The Spence family is citing information made public by Frances Haugen, a former Facebook employee turned whistleblower. In 2021, Haugen, exposed Facebook’s internal documents to the press in what have been called the Facebook Papers. Haugen had worked for Facebook on the civil integrity team but became frustrated with the company’s lack of progress in fixing the social network’s problems; instead she quit, instead deciding to release documents publicly to pressure Facebook to change.
In them, Facebook discussed its own internal research on the effect its apps had on teens, noting their marked negative effect on the mental health of young women in particular. One slide acknowledged that “we make body image issues worse for one in three teen girls.”
That was the experience of the Spence family, who are among a growing group of families suing Meta, arguing that “the company not only addicted them or their children, but did so knowing the harms it could pose.” The Spence’s lawyer Matthew Bergman, who has twenty-five years of experience suing asbestos companies, founded the Social Media Victims Law Center. “When I read the Facebook Papers, it made the asbestos companies look like choirboys,” he said. “It’s one thing to manufacture a product that you know or should have known is unsafe; it’s another thing to intentionally addict children, knowing that their frontal cortexes are undeveloped, with the sole intention of maximizing your profits.”
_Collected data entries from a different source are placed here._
PR #1270, opened 2024-02-28
fix(Validium): Fix broken integration test

SantiagoPittella:
Related to: #107 

To be correctly compatible with legacy transactions, the effective gas calculation should change and follow the specification in:
https://eips.ethereum.org/EIPS/eip-1559

## What ❔

- Updates an integration test to expect a lower or equal gas price instead of an equal gas price

## Why ❔

- [A test](https://github.com/lambdaclass/zksync-era/blob/fix-effective-gas-price-calculation/core/tests/ts-integration/tests/api/web3.test.ts#L220) that checks the gas price of a transaction (sent vs received in the receipt) was failing in Validium mode.

## Checklist


core/lib/types/src/fee.rs
```diff
@@ -74,8 +74,14 @@ impl Fee {
...
         assert!(self.max_priority_fee_per_gas <= self.max_fee_per_gas);
 
-        // For now, we charge only for base fee.
-        block_base_fee_per_gas
+        // The following calculation is based on the EIP-1559 formula:
+        // https://eips.ethereum.org/EIPS/eip-1559
+        let priority_fee_per_gas = std::cmp::min(
+            self.max_priority_fee_per_gas,
+            self.max_fee_per_gas - block_base_fee_per_gas,
+        );
```
popzxc, line 82: Are you sure it's a correct fix? There are other places where we also calculate `effective_gas_price`, e.g. [here](https://github.com/lambdaclass/zksync-era/blob/fix-effective-gas-price-calculation/core/lib/multivm/src/versions/vm_boojum_integration/tracers/refunds.rs#L120). It feels a bit suspicious that you only change a single place for that.

cc @StanislavBreadless @perekopskiy -- do you guys have any feedback on this?

core/lib/types/src/fee.rs
```diff
@@ -74,8 +74,14 @@ impl Fee {
         assert!(block_base_fee_per_gas <= self.max_fee_per_gas);
         assert!(self.max_priority_fee_per_gas <= self.max_fee_per_gas);
 
-        // For now, we charge only for base fee.
-        block_base_fee_per_gas
```
perekopskiy, line 78: Current fee model used is not EIP-1559 compliant. Priority fee must be ignored.

ilitteri:
I dove deeper into this, I think this fix could not necessarily be correct even if it makes the test pass. 

For Validium we're setting `compute_overhead_part` to `1.0` as it is suggested here. This affects the `fair_l2_gas_price` computation as now [we're adding `gas_overhead_wei` to it](https://github.com/matter-labs/zksync-era/blob/main/core/lib/zksync_core/src/fee_model.rs#L190) (if I remove that variable from the sum, the test passes).

With the above context, now focusing on the test itself, after discarding that this is exclusively a Legacy Tx issue (comment the line that overrides the type and run the test to see this), I concluded that there's an incompatibility between the `gasPrice` from the transaction being sent and the transaction retrieved by the Web3 API. The endpoint gets the transaction from the database implying that the transaction being sent is not exactly the same as the one stored in the database.

Do you have any idea of what could be happening here? Should we ignore this test in Validium? @popzxc  @perekopskiy  @StanislavBreadless

StanislavBreadless:
@ilitteri The reason for that is since `eth_getGasPrice` will return not exact gas price now, but rather a one with a multiplier (to account for the fact that the L1 gas price may rise in the near term), the `gasPrice` which is sent by your tx in the test is necessarily larger than the effective one (i.e. the actual one that did not have the multiplier). 

My recommendation would be probably to remove the multiplier from the `eth_getGasPrice` estimation (at a risk having users sending txs that get temporarily stuck in the mempool in case of spikes) or, alternatively amend the test to allow gas price to be <= to the one provided in the tx. We do ignore priority fee and it is a common practice among L2s.

ilitteri:
> @ilitteri The reason for that is since `eth_getGasPrice` will return not exact gas price now, but rather a one with a multiplier (to account for the fact that the L1 gas price may rise in the near term), the `gasPrice` which is sent by your tx in the test is necessarily larger than the effective one (i.e. the actual one that did not have the multiplier).
> 
> My recommendation would be probably to remove the multiplier from the `eth_getGasPrice` estimation (at a risk having users sending txs that get temporarily stuck in the mempool in case of spikes) or, alternatively amend the test to allow gas price to be <= to the one provided in the tx. We do ignore priority fee and it is a common practice among L2s.

Thanks for the explanation! We've proceeded on updating the test so the expected `gasPrice` is lower or equal to the tx's

ilitteri:
@popzxc if this new change is ok, I think we're done here (the linter and unit-tests are fixed in https://github.com/matter-labs/zksync-era/pull/1312)

popzxc (approved):

PR #1277, opened 2024-02-28
feat(Validium): add a Validium config file for external node 

toni-calvin:
At this point the external node uses a `consistency_checker` that has a field `l1_batch_commit_data_generator`. Depending on which mode is run this field would be set to `Validium` or `Rollup`. 

We have added a `ext-node-validium.toml` that uses `ext-node.toml` config as a base and adds the field `l1_batch_commit_data_generator` in Validium. By default the field is in Rollup so nothing will break in the already defined config.


popzxc (approved):
👍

Although Mark Zuckerberg adamantly denies the allegations and stresses the steps his company has taken to address child safety, whistleblower Haugen testified to Congress in the fall of 2021 that the company “prioritized its bottom line over the safety of its users.”
In response to Haugen’s testimony, Director of Policy Communications Lena Pietsch released a Facebook statement: “We don’t agree with her characterization of the many issues she testified about. Despite all this, we agree on one thing; it’s time to begin to create standard rules for the internet. It’s been 25 years since the rules for the internet have been updated, and instead of expecting the industry to make societal decisions that belong to legislators, it is time for Congress to act.”
The Spence family’s lawsuit alleges that the company “purposefully does not verify or check email account authenticity, at least in part so that it claim plausible deniability as to the millions of young children using its application that are below the age of thirteen.” Alexis Spence, like many tweens, easily obtained illicit accounts using a fake email address and a school email without an inbox. The Facebook Papers show that Meta saw “finstas” or fake Instagram accounts as a potential growth driver for the company. On one of these fake accounts, Alexis was continually exposed to content that damaged her mental health, even after her parents discovered her initial account.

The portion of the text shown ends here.